Here's another way of thinking about it: The model has two inputs: the previous reward and action. Let's suppose we have an "A" trial, so (r=1,a=1), and that we're at the A fixed point. Now, consider what happens if the input changes. If r changes, that's because the environment changed state. But we'd have the same action. So we'd get an "a" trial. (We'll assume p_rew_max=1.0 for simplicity.) Whereas if a changes, that's because our action changed (e.g., due to ε exploration). So that's a "b" trial.

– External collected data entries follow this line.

Issue #3983, opened 2017-02-02
OpenSSL server seems to leak memory


rdp:
Somehow, it seems that the OpenSSL sockets are never being GC'ed, and thus leaking memory.

How to repro:

```
$ cat use_it_ssl.cr
require "http/server"

context = OpenSSL::SSL::Context::Server.new
context.private_key = "key.pem"
context.certificate_chain = "cert.pem"

server = HTTP::Server.new("0.0.0.0", 8081) do |context|
  context.response.content_type = "text/plain"
  context.response.print "Hello world!"
end
server.tls = context
puts "Listening on https://:8081"
server.listen
```

and run this ruby script:

`100.times { Thread.new { loop { system("curl -k https://localhost:8081") } } }`

and watch memory go up slowly...

what is odd is also that the OpenSSL socket finalize method never seems to get called (even if I do a GC.start once/request).

This may also be related to some "accruing sockets" issue in https://github.com/crystal-lang/crystal/issues/3953

ysbaddaden:
Doesn't it hit a max memory usage, after a while? We do call `SSL_free` in the `finalize` method, so it should eventually collect memory.

ysbaddaden:
I just tried (master, ubuntu 14.04), and it can't reproduce a memory leak. As expected with a GC, memory climbs up continuously, but it quickly hits a maximum memory (both VIRT and RES) after which it stops climbing up.

The `finalize` method is called after the 5th or 6th request in my tests.

rdp:
I suppose it would after the RAM in your system is exhausted.  I put a puts
in the finalize method and I never saw it outputted, but didn't look
further than that.

rdp:
That is interesting...I tried it in a 16.10 64 bit and it seems stable, tried it in a 16.10 32 bit and it seemed stable.  However on my 15.04 32-bit it goes up to and uses like 300MB of VIRT.  And in OS X task manager says it grows up to like 1.5GB but it's not immediately clear if that means a leak or not...I'll post back here if I can figure out how to repro it.

kirbyfan64:
Did you mean to close?

RX14:
You don't want to be looking at virtual memory usage when comparing memory, you should be looking at resident memory. Each crystal fiber will use 8MiB of virtual memory regardless of how much is actually in use.

rdp:
[...]

PR #8088, opened 2019-08-16
avoid leaking from SSL_new if ssl_accept fails #3983

rdp:
Not the cleanest way but pattern seems OK, and it fixes up the leak.

### DIFF
--- a/src/openssl/ssl/socket.cr
+++ b/src/openssl/ssl/socket.cr
@@ -49,11 +49,15 @@ abstract class OpenSSL::SSL::Socket < IO
   class Server < Socket
     def initialize(io, context : Context::Server = Context::Server.new, sync_close : Bool = false)
       super(io, context, sync_close)
-
-      ret = LibSSL.ssl_accept(@ssl)
-      unless ret == 1
-        io.close if sync_close
-        raise OpenSSL::SSL::Error.new(@ssl, ret, "SSL_accept")
+      begin
+        ret = LibSSL.ssl_accept(@ssl)
+        unless ret == 1
+          io.close if sync_close
+          raise OpenSSL::SSL::Error.new(@ssl, ret, "SSL_accept")
+        end
+      rescue ex
+        finalize # otherwise GC never calls finalize, mem leak
+        raise ex
       end
     end
 


src/openssl/ssl/socket.cr
```diff
@@ -49,11 +49,15 @@ abstract class OpenSSL::SSL::Socket < IO
...
-      unless ret == 1
-        io.close if sync_close
-        raise OpenSSL::SSL::Error.new(@ssl, ret, "SSL_accept")
+      begin
+        ret = LibSSL.ssl_accept(@ssl)
+        unless ret == 1
+          io.close if sync_close
+          raise OpenSSL::SSL::Error.new(@ssl, ret, "SSL_accept")
+        end
+      rescue ex
```
bcardiff: The exception caught here is from `io.close` or the `raise OpenSSL::SSL::Error`?
If it's for the later then the `finalize` call could be put between creating the exception and the raise

```cr
ex = OpenSSL::SSL::Error.new(@ssl, ret, "SSL_accept")
finalize # or even LibSSL.ssl_free(@ssl) directly.
raise ex
```

rdp: Can io.close raise an exception?  I also forgot to add the client  equivalent but I have added it now. The client kind of feels like it needs an ensure clause.  Should I keep the same pattern for both do you think?  I just thought it'd be easier to maintain since it's more obvious that intermediate code goes "in the ensure/catch block" for the server side, it follows a pattern, etc.  Thanks.

straight-shoota: Ensure would run even if everything goes right. I'm pretty sure you don't want to free the socket then.

straight-shoota: `io.close`can theoretically raise. But I don't think that matters here because when `ret == 1` you need to free the SSL socket anyway.
So I think this change could just be a call to `LibSSL.ssl_free` right before the `io.close`.

straight-shoota:
I guess the culprit here is that `LibSSL.ssl_new` is initialized in `Socket#initialize` and needs to be freed if subsequent calls in the subclass initialized go wrong. It's hard to see that and probably the reason why this went unnoticed.
It's fine to fix this just in place, but maybe we could change the implementation to use a design that somehow avoid this by putting the `ssl_new` call and handling errors in subsequent calls in the same place, for example by using a block to do the custom initialization.
It doesn't matter much for this particular case but could be an example for similar situations.

src/openssl/ssl/socket.cr
rdp: OK how do I remove a commit and replace it in these github review PR's, do the fixes and create a new PR?  Add another commit?  Thanks.

bcardiff: Add another commit, we can squash on merge. No worries :-)

rdp: OK I tried putting `LibSSL.ssl_free` right before `io.close`.  It segfaults on the line after that `raise OpenSSL::SSL::Error.new(@ssl, ret, "SSL_accept")` My hunch is because the ssl_free call right before that was actually successful, so it lost error context...hmm..so I guess we could reorder everything there or use the rescue block...

bcardiff: If you do

```cr
ex = OpenSSL::SSL::Error.new(@ssl, ret, "SSL_accept")
LibSSL.ssl_free(@ssl)
raise ex
```

It should let you create the exception, free and _then_ raise. I’m assuming `@ssl` is not used after the exception is initialized.

src/openssl/ssl/socket.cr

The thing I'm wondering is, which of these happens more often during training might influence the decay rates of our fixed points. E.g., if we have more frequent A -> b transitions vs. A -> a transitions.

mobeets commented 1 year ago

FWIW, this task is simple enough that you can use a purely random behavior policy during training, and still get the same results. Below is an H=2 RNN where during training the actions were just randomly selected (recall that Q learning is off-policy). So here this tells us that the four fixed points are not a function of the behavioral policy during training.

mobeets commented 1 year ago

It could have to do with the statistics of inputs though. For example, transitioning from A->B seems like it must always be rarer than transitioning A->a or even A->b, basically no matter what?

mobeets commented 1 year ago

By the way, I think the takeaway here is that the RNN defaults to having a fixed point for each unique input, even if fewer fixed points would do.

But this differs from my approach in the belief paper, where I only ever looked at fixed points conditional on NO inputs.